=== Description of the task ===
Retype, exactly as they appear below, the lines between the line holding "[JAX] TE GEMM checkpointing policies" and the line holding "phu0ngng: Could we", both ends included.

=== Entries shown ===
————

PR #2001, opened 2025-07-28
[Common] PDL for Quantization Kernels

yaox12:
# Description

Since the quantization for different input tensors are independent, we can enable PDL for the kernels to overlap them to some extent. Compared to multi-stream launch, PDL gives us a fine-grained control to reduce the interference as much as possible. For example, in the MXFP8 quantization kernel, we let the former kernel's last stage computation overlap with the latter kernel's TMA load.

Here're the Nsys profiles for 8 consecutive MXFP8 quantization kernels (input tensors in shape [4096, 4096]) with 1) launch sequentially, 2) multi-stream launch, 3) PDL launch. Multi-stream launch doesn't show perf gain while PDL launch gives about 1.22x speedup.

1. launch sequentially
image
2. multi-stream launch
image
3. PDL launch
image

## Type of change

- [ ] Infra/Build change
- [ ] Code refactoring

## Changes

- Change A
- Change B

# Checklist:

### DIFF
--- a/transformer_engine/common/util/cast_kernels.cuh
+++ b/transformer_engine/common/util/cast_kernels.cuh
@@ -203,6 +203,11 @@ __global__ void __launch_bounds__(THREADS_PER_CHUNK)
     // Wait for the data to have arrived
     ptx::mbarrier_wait_parity(&mbar[stage], parity);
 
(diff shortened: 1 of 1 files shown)


phu0ngng (approved):
LGTM!

PR #2003, opened 2025-07-28
[JAX] TE GEMM checkpointing policies

jberchtold-nvidia:
# Description

Add JAX checkpointing policies that support the TE GEMM primitives that mirror the existing JAX checkpointing policies that checkpoint `jax.lax.dot_general`'s primitive.

## Type of change

- [ ] Infra/Build change
- [ ] Code refactoring

## Changes

- Add new JAX checkpoint policies in a new file named `checkpoint_policies.py`. These policies allow users to maintain existing checkpoint policy functionality for GEMMs when switching to use TE GEMMs by using these new policies that support `jax.lax.dot_general` and TE GEMMs. Previously, TE GEMM checkpoints would be ignored and would cause unnecessary rematted computations unless checkpoint names were listed explicitly.
- Expose checkpoint names from fused attention and layernorm MLP so users can change them if they'd like

# Checklist:


transformer_engine/jax/checkpoint_policies.py
```diff
@@ -0,0 +1,31 @@
...
+]
+
+
+def te_gemms_saveable(prim, *_, **__) -> bool:
+    """Checkpoint policy for Transformer Engine GEMMs."""
+    return prim in {GemmPrimitive.outer_primitive, GroupedGemmPrimitive.outer_primitive}
+
+
+# The TE GEMM primitive does not support batched GEMMs, so the batched and non-batched policies are the same.
+te_gemms_with_no_batch_dims_saveable = te_gemms_saveable
```
phu0ngng: Could we raise a warning or an error when batched policies are used instead?

jberchtold-nvidia: Good point, this alias is a bit confusing since the TE GEMM can't batch. I think it's better if I just remove this alias entirely. I want to extend JAX's dot policies to be the same behavior but include TE GEMMs in a single policy, so I'd like `dots_and_te_gemms_with_no_batch_dims` to function like `jax.checkpoint_policies.checkpoint_dots_with_no_batch_dims` + TE GEMMs. But since the TE GEMM doesn't support batching, I can just remove this alias and have

```
dots_and_te_gemms_with_no_batch_dims = jax.checkpoint_policies.save_from_both_policies(
    jax.checkpoint_policies.checkpoint_dots_with_no_batch_dims,
    te_gemms_saveable, # TE GEMMs don't support batching so include all TE GEMMs
)
```

and I should also expose the other version without the batching constraint, like
```
dots_and_te_gemms = jax.checkpoint_policies.save_from_both_policies(
    jax.checkpoint_policies.checkpoint_dots
    te_gemms_saveable, 
)
```

jberchtold-nvidia: Made these changes in latest version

————

=== Response ===
[JAX] TE GEMM checkpointing policies

jberchtold-nvidia:
# Description

Add JAX checkpointing policies that support the TE GEMM primitives that mirror the existing JAX checkpointing policies that checkpoint `jax.lax.dot_general`'s primitive.

## Type of change

- [ ] Infra/Build change
- [ ] Code refactoring

## Changes

- Add new JAX checkpoint policies in a new file named `checkpoint_policies.py`. These policies allow users to maintain existing checkpoint policy functionality for GEMMs when switching to use TE GEMMs by using these new policies that support `jax.lax.dot_general` and TE GEMMs. Previously, TE GEMM checkpoints would be ignored and would cause unnecessary rematted computations unless checkpoint names were listed explicitly.
- Expose checkpoint names from fused attention and layernorm MLP so users can change them if they'd like

# Checklist:


transformer_engine/jax/checkpoint_policies.py
```diff
@@ -0,0 +1,31 @@
...
+]
+
+
+def te_gemms_saveable(prim, *_, **__) -> bool:
+    """Checkpoint policy for Transformer Engine GEMMs."""
+    return prim in {GemmPrimitive.outer_primitive, GroupedGemmPrimitive.outer_primitive}
+
+
+# The TE GEMM primitive does not support batched GEMMs, so the batched and non-batched policies are the same.
+te_gemms_with_no_batch_dims_saveable = te_gemms_saveable
```
phu0ngng: Could we raise a warning or an error when batched policies are used instead?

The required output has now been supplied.